Repórter: Acho que combina muito, especialmente com a proliferação de tantos streamings. Com tantas séries em tantos serviços diferentes, acho que os próprios streamings perderam um pouco do significado cultural para o público. Não dá pra distinguir o que significa ser uma série de muitas dessas plataformas, já que elas produzem tudo o que podem esperando encontrar um sucesso. Acho que a HBO é a exceção. HBO, pra mim, significa um certo nível de qualidade. E isso faz ainda mais sentido se você considerar a programação clássica da HBO.

Jacob Tierney: Concordo. A HBO era sem pudor. Eu lembro de “Real Sex”. Eu cresci assistindo aquilo.

Eu não vejo uma série como essa desde “Queer as Folk”. Isso estava no “quadro de ideias”?

Jacob Tierney: Não, pra ser bem honesto. Eu amava a versão britânica de Queer as Folk quando era adolescente.

Resumo

Quando ouvi as pessoas fazendo essa comparação com Heated Rivalry, fez sentido, porque ambas são séries muito voltadas para o sexo. Mas acho que Queer as Folk estava tentando ser algo profundamente conectado ao tempo e lugar contemporâneos — o que eu adorava. Mas a nossa é um romance Harlequin. Não somos um documentário cru; somos fantasia escapista. Eles são estrelas esportivas gigantes e bem-sucedidas.

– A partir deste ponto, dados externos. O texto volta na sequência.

Issue #1640, opened 2026-09-14
Actor resource telemetry: adapt to multi-actor workers


baizhenyu:
## What

Adapt the actor resource-telemetry stack (#550: `GetWorkloadStats` / `GetActiveWorkloadStats` on both ateom runtimes, the atelet stats sweep with template-level metrics and per-actor usage events) to multi-actor workers (#1266).

The stack was built on the one-actor-per-worker state machine, and it says so out loud: the discovery response's sample slot is singular because "an ateom serves one actor at a time" (`internal/proto/ateompb/ateom.proto`, `GetActiveWorkloadStatsResponse`). #1266 phase 3 retires that premise.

Não são “os caras do bar”. Mas o que Queer as Folk fez nos anos 90 foi gigantesco. Foi um terremoto. Eu, gay de 15 anos, pensava: “Não acredito que posso assistir isso!” Então, se conseguirmos replicar um pouco daquele entusiasmo, fico absolutamente feliz.

Repórter: A série deixa clara sua natureza explícita logo no começo. Eu entrei achando que seria um clássico ‘será que vai rolar?’ e descobri, com quinze minutos, que sim — vai rolar! E muito. Por que foi importante pra você colocar a primeira cena de sexo tão cedo, em vez de fazer o público esperar mais?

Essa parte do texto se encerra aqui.